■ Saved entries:
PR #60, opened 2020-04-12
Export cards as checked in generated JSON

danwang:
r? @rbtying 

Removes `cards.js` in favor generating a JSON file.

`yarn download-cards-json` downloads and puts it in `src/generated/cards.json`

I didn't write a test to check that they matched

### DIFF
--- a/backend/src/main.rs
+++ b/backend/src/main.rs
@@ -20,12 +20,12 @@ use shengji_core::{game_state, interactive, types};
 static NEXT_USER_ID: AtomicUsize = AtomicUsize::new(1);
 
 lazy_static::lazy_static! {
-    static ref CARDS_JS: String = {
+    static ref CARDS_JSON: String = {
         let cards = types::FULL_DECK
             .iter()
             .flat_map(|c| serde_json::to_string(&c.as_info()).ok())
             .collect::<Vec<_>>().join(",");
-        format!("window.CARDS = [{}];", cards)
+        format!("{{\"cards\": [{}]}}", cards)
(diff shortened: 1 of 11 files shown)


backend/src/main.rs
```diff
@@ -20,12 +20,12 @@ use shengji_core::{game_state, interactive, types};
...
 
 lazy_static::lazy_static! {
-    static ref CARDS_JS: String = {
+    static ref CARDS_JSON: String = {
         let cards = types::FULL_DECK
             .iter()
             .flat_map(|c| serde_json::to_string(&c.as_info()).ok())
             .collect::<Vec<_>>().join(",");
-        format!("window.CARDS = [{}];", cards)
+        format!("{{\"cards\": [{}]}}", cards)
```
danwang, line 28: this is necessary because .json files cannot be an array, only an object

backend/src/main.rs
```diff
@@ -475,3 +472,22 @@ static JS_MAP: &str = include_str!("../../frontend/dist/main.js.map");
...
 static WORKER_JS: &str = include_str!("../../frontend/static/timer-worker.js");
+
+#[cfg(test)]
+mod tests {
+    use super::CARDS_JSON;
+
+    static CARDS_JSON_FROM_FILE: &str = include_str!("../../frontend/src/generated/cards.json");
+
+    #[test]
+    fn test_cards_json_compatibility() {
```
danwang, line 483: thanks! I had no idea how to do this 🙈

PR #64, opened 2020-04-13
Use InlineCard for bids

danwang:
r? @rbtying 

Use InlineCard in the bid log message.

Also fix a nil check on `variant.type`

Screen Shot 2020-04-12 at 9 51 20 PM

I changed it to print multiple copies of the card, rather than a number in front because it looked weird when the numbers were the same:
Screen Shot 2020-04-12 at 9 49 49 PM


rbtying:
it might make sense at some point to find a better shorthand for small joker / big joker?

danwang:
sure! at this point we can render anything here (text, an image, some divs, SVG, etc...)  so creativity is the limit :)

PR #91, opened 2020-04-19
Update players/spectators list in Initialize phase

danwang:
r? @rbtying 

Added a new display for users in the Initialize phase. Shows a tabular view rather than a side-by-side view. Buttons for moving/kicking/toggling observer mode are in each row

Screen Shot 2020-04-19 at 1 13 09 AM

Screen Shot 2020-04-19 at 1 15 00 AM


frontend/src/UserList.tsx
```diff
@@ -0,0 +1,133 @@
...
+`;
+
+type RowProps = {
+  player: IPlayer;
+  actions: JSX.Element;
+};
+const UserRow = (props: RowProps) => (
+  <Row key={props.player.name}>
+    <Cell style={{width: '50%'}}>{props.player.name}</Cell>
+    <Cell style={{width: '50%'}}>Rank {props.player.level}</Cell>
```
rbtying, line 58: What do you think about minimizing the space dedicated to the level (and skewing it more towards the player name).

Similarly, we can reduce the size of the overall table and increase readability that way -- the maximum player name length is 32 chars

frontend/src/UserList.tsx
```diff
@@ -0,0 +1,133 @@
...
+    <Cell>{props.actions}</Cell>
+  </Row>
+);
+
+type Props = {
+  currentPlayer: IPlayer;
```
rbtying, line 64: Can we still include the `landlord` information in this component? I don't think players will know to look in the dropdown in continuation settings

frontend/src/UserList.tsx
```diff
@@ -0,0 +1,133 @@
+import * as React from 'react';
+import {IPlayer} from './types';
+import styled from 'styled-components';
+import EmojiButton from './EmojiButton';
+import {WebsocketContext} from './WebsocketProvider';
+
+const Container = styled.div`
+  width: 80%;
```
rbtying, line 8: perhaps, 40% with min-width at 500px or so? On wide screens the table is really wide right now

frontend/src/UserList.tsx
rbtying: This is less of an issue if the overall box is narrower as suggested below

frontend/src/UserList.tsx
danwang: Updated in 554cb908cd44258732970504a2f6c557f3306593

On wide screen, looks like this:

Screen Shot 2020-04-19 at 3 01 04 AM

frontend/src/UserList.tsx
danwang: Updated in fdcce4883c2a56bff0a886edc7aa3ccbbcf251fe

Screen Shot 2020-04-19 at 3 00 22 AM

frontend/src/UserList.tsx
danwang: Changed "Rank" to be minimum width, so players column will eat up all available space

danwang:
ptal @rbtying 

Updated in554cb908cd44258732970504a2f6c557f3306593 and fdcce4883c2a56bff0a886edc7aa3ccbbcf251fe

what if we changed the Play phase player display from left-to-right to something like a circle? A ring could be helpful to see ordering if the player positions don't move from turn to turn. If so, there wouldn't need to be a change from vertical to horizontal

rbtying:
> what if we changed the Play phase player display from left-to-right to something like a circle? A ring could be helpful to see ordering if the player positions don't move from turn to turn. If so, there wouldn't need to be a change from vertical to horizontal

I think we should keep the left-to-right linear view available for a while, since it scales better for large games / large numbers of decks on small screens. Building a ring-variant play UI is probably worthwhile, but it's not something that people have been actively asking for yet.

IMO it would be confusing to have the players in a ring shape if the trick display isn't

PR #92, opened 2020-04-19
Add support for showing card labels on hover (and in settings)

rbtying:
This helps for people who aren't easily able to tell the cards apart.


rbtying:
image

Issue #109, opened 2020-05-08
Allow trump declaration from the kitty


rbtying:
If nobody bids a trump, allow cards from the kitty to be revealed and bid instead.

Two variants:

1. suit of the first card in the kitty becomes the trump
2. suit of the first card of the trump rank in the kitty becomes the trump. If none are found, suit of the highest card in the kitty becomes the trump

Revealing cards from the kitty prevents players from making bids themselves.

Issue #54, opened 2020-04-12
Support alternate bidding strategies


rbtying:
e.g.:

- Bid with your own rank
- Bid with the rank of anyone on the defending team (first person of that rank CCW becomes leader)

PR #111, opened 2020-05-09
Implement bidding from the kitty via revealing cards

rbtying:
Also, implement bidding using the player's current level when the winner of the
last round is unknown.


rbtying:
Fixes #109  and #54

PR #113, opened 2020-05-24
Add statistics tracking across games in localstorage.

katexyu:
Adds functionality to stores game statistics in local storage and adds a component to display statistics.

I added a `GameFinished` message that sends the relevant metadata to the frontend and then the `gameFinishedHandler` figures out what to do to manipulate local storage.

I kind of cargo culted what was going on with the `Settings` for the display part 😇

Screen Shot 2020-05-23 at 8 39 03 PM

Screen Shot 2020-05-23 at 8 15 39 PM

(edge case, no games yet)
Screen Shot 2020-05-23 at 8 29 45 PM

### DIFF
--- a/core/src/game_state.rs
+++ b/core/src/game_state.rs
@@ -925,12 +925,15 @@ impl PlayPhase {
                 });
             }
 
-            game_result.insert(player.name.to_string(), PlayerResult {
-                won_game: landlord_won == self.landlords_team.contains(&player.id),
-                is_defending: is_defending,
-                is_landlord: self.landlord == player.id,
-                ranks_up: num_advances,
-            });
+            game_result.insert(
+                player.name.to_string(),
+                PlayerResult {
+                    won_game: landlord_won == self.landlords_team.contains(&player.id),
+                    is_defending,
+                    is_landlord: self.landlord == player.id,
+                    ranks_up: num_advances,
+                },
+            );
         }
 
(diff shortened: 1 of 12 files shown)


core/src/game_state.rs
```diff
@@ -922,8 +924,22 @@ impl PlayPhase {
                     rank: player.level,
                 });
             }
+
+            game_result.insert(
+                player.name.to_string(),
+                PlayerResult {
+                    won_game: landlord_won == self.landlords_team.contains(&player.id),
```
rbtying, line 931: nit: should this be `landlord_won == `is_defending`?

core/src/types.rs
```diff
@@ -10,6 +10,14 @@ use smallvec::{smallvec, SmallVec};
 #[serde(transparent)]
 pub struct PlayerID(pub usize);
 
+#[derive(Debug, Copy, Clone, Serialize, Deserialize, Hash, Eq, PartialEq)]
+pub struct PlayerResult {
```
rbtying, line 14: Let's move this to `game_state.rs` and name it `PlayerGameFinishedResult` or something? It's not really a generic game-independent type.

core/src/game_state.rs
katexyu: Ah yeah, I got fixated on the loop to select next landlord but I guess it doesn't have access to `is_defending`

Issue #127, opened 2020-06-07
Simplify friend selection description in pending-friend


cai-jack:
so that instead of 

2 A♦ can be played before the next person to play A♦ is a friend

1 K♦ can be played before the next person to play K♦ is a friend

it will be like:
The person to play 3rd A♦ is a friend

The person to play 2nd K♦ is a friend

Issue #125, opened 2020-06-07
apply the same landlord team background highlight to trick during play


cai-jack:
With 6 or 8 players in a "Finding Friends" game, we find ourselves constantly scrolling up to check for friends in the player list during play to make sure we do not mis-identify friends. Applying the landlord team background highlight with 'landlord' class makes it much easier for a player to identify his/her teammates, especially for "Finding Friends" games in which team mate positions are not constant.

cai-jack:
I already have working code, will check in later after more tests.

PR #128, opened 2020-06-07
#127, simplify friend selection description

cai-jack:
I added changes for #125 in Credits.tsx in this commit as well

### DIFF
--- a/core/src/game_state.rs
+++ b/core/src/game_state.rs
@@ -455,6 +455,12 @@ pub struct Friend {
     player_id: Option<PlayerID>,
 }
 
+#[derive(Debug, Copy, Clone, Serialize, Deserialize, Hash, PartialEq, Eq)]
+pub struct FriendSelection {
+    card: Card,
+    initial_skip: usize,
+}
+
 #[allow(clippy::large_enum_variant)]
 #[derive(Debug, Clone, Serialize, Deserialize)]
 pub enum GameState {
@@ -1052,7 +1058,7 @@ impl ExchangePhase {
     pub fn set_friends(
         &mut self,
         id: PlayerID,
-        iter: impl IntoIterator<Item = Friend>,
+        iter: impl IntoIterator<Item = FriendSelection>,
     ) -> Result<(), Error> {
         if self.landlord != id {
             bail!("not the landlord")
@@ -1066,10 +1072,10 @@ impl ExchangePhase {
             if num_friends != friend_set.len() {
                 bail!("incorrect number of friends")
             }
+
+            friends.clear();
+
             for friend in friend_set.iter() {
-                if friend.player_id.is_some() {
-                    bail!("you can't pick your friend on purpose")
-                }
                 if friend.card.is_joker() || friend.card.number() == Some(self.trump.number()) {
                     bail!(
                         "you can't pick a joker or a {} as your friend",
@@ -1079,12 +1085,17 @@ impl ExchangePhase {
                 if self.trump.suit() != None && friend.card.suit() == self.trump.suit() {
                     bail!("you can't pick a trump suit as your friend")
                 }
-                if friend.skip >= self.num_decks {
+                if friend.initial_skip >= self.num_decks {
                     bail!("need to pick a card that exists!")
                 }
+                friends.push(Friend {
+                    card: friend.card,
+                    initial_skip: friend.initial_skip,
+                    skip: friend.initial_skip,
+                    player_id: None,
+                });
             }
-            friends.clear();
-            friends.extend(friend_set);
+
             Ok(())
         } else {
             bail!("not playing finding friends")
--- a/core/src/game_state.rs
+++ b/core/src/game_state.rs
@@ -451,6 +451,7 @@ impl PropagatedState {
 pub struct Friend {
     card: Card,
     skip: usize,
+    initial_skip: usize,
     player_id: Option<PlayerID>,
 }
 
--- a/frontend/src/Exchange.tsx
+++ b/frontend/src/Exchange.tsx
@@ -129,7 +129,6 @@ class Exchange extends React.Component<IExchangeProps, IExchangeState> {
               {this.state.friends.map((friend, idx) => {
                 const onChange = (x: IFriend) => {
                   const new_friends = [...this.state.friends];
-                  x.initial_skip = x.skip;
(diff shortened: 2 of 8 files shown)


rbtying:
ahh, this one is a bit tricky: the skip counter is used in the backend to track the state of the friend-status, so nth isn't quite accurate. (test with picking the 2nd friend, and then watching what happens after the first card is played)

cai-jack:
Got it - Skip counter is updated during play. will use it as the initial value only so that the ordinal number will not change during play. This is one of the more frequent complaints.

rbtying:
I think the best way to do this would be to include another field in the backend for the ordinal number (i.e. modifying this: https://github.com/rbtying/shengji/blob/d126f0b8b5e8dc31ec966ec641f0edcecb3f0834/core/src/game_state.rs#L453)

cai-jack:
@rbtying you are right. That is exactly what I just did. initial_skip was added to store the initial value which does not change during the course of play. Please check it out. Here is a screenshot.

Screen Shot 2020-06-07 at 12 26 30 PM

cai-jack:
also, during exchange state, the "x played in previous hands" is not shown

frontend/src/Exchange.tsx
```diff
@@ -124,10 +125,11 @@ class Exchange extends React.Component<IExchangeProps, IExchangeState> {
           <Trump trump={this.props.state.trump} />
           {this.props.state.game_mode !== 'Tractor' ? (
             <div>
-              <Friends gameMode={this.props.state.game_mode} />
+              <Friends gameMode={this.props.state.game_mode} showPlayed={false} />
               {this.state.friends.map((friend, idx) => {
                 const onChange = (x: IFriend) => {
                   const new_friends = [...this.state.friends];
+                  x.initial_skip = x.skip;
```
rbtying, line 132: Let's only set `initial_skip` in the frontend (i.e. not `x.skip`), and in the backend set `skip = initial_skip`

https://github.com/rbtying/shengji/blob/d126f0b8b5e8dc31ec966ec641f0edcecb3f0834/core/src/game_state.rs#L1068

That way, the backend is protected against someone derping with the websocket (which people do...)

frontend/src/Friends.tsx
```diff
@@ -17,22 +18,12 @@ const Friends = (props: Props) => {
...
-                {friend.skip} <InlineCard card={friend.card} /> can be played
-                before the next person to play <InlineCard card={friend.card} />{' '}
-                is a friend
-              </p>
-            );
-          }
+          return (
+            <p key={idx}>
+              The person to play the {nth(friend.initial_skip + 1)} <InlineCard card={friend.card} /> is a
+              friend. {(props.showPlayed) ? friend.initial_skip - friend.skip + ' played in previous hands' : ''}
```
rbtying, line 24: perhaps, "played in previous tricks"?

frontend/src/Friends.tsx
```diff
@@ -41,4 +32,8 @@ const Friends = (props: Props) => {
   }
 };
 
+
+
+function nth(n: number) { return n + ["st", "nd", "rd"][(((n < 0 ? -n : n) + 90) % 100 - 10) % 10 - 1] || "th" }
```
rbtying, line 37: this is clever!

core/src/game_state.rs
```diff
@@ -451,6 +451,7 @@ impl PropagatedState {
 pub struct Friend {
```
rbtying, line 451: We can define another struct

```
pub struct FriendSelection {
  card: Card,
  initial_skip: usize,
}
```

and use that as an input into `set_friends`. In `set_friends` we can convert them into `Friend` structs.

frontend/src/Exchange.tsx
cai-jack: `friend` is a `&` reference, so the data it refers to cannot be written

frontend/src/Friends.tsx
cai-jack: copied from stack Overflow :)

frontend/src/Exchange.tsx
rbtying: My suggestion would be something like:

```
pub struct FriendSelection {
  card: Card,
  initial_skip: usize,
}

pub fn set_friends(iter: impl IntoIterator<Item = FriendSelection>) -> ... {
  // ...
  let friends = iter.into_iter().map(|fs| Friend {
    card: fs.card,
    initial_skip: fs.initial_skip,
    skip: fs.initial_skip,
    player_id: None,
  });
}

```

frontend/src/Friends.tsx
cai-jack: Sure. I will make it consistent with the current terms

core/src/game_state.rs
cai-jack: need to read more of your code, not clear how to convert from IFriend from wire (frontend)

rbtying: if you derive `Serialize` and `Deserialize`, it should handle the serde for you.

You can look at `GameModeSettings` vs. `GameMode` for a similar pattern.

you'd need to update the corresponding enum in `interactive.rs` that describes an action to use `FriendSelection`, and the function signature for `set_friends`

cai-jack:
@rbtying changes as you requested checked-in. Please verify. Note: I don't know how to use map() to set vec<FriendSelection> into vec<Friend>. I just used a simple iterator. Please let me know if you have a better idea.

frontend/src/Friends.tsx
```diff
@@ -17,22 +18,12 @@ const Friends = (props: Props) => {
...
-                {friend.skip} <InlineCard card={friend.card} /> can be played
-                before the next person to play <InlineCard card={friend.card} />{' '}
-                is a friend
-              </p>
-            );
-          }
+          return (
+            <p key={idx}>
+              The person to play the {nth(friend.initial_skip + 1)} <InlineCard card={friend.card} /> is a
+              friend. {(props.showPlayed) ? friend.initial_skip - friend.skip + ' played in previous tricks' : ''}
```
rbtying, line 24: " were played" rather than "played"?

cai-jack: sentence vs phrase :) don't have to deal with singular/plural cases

■ Your instructions: Search the records for the string "there" and report each line that has it.

■ The answer:
what if we changed the Play phase player display from left-to-right to something like a circle? A ring could be helpful to see ordering if the player positions don't move from turn to turn. If so, there wouldn't need to be a change from vertical to horizontal
> what if we changed the Play phase player display from left-to-right to something like a circle? A ring could be helpful to see ordering if the player positions don't move from turn to turn. If so, there wouldn't need to be a change from vertical to horizontal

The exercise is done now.